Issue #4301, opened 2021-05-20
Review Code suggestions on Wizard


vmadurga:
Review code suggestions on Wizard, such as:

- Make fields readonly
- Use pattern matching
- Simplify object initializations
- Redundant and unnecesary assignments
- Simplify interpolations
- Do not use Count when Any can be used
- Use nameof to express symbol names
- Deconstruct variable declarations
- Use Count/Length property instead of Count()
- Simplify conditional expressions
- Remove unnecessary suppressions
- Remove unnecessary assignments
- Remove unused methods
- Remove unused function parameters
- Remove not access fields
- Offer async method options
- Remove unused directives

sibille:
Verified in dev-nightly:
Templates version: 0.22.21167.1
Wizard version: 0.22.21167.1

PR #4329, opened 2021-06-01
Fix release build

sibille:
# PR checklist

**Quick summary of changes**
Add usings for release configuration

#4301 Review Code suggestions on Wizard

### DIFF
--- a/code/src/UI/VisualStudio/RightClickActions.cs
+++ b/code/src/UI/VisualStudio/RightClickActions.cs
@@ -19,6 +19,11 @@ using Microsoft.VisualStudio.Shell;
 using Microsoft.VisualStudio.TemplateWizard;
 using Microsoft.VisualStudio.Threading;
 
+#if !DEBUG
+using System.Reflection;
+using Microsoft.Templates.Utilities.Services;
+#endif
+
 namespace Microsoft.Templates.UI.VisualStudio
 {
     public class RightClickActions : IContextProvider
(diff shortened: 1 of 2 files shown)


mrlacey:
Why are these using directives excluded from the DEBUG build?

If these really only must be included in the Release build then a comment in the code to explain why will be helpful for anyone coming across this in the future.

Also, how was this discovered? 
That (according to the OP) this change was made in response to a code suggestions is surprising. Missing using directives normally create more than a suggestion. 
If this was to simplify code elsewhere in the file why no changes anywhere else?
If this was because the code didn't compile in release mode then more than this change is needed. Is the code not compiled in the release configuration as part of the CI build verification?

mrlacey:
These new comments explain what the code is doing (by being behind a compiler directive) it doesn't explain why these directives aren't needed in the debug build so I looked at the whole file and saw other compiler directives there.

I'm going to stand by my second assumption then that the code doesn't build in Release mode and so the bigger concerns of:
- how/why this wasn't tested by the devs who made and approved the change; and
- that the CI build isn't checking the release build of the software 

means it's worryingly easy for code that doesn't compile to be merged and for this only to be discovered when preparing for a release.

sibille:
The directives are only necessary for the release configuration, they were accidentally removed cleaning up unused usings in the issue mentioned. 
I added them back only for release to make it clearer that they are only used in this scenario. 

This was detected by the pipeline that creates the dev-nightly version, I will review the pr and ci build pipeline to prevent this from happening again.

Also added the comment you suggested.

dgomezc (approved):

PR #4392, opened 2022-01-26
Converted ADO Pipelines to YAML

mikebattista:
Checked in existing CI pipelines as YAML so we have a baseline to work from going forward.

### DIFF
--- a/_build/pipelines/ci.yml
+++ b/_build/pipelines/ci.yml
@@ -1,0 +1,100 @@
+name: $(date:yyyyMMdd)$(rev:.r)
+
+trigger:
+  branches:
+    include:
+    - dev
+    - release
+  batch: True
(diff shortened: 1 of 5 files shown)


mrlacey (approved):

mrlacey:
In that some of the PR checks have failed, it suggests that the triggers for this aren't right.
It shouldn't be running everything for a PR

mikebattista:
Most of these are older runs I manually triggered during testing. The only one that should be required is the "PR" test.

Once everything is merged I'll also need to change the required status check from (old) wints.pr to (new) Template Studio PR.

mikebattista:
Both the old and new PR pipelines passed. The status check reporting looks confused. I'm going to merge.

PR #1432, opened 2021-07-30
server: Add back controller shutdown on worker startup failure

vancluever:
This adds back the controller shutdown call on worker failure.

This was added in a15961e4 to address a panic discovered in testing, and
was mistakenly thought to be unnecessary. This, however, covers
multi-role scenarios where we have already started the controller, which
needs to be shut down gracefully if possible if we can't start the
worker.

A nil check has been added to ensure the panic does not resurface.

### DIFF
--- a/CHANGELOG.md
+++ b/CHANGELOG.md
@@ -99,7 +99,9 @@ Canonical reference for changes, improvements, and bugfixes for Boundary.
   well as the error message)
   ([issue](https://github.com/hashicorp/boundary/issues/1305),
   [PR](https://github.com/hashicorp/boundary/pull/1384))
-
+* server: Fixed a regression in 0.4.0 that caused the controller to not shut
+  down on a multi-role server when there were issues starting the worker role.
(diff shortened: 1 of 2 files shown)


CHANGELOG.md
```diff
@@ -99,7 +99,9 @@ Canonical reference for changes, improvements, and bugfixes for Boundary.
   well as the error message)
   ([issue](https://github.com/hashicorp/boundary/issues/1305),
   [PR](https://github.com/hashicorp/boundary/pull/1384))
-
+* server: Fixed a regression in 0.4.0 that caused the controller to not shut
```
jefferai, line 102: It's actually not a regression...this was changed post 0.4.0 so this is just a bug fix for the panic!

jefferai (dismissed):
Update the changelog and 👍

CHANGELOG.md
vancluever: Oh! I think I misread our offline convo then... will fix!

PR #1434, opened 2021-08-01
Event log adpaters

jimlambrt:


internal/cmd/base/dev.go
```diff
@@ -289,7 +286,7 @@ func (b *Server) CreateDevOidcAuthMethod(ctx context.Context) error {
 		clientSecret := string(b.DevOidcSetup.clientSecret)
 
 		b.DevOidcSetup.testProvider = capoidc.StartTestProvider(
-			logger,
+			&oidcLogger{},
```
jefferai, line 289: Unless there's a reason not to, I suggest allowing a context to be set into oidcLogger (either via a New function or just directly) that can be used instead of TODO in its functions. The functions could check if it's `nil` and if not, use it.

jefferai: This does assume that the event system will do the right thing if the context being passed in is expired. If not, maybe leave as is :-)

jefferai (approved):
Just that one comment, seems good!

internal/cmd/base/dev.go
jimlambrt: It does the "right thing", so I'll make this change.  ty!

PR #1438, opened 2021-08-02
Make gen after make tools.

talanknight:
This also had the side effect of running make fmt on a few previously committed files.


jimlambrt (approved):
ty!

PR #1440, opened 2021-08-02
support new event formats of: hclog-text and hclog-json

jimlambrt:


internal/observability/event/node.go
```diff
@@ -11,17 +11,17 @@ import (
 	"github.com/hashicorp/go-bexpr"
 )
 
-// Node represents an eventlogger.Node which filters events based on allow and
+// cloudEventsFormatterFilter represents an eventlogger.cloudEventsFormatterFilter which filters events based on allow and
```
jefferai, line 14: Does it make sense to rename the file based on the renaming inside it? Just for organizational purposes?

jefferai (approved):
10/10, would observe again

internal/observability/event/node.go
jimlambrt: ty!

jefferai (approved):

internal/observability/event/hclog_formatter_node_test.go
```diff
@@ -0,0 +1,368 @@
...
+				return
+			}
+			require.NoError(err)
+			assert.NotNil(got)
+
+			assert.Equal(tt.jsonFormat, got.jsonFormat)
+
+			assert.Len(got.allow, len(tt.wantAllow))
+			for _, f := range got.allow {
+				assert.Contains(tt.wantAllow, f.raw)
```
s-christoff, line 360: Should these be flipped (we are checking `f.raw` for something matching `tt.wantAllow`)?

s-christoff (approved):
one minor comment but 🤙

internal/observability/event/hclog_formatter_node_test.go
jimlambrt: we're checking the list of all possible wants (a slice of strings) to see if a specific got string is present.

--- TO DO ---
Return every line above where "testing" appears.

--- THE ANSWER ---
Most of these are older runs I manually triggered during testing. The only one that should be required is the "PR" test.
This was added in a15961e4 to address a panic discovered in testing, and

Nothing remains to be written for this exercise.